# Collected data entries:
--*--

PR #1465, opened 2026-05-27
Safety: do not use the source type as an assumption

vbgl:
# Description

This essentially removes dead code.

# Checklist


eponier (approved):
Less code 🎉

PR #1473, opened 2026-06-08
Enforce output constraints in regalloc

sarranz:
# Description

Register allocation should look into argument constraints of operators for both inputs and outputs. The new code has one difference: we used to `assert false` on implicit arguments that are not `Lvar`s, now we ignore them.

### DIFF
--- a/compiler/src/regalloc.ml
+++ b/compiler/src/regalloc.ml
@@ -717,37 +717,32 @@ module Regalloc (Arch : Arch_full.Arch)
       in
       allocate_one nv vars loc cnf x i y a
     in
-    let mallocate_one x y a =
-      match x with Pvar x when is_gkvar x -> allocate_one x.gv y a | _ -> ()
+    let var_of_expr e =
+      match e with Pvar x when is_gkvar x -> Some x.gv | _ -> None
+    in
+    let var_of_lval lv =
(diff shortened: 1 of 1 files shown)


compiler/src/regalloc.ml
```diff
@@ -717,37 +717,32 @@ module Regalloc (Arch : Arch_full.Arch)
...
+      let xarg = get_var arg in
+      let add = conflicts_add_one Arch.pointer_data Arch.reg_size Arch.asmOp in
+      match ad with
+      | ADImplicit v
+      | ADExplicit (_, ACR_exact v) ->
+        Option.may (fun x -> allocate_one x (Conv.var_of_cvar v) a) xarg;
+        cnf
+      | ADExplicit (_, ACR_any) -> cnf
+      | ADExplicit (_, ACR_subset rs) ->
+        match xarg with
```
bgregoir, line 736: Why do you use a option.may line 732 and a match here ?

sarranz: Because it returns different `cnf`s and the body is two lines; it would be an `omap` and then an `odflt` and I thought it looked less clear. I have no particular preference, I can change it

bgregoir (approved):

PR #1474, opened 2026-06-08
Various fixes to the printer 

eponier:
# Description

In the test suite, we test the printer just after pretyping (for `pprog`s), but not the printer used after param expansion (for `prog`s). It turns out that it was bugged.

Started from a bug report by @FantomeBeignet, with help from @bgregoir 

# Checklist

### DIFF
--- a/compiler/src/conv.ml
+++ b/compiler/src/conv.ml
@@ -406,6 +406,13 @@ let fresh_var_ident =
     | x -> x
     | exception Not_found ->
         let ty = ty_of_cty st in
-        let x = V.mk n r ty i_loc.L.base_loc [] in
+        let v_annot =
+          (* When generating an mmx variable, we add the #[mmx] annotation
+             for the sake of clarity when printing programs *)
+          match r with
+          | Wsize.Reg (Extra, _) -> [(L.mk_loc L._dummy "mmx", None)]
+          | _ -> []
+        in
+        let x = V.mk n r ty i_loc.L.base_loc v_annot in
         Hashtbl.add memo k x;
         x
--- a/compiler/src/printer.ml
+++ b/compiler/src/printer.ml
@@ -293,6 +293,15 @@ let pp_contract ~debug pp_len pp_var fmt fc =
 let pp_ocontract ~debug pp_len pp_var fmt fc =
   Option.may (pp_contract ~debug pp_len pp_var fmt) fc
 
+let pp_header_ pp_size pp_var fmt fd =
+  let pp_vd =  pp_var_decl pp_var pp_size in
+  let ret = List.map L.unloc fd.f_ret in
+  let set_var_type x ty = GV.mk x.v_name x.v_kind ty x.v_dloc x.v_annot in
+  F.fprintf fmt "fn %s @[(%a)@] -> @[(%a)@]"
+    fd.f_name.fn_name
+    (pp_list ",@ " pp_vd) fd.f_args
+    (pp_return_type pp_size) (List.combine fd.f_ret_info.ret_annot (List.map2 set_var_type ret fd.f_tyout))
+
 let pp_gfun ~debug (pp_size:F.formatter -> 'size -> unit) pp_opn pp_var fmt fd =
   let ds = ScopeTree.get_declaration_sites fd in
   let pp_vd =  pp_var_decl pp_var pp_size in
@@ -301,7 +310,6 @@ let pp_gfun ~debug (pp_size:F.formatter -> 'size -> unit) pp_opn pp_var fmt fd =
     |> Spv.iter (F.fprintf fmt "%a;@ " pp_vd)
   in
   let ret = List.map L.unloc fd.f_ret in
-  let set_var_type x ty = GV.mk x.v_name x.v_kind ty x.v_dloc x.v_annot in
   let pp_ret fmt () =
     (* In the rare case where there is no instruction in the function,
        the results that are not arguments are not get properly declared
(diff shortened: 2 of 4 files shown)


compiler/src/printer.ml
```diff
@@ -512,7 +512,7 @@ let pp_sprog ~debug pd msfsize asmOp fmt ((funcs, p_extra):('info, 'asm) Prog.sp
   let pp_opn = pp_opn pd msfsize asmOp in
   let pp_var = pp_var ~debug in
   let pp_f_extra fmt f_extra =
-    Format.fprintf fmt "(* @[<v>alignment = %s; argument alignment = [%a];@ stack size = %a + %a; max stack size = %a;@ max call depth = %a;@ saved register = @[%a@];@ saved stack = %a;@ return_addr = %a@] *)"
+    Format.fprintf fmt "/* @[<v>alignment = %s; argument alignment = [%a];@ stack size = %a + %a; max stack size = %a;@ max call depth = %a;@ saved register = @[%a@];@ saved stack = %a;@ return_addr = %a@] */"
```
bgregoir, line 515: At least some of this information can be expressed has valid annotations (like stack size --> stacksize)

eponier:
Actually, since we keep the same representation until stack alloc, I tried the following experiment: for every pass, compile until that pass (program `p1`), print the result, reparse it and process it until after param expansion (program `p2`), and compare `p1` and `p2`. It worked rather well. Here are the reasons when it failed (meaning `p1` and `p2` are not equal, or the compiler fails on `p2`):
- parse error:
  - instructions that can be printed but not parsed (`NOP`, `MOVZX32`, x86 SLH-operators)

--*--

# TASK REQUIREMENTS:
Filter the entries above down to the lines containing the word "asmOp".

# EXPECTED ANSWER:
+      let add = conflicts_add_one Arch.pointer_data Arch.reg_size Arch.asmOp in
@@ -512,7 +512,7 @@ let pp_sprog ~debug pd msfsize asmOp fmt ((funcs, p_extra):('info, 'asm) Prog.sp
   let pp_opn = pp_opn pd msfsize asmOp in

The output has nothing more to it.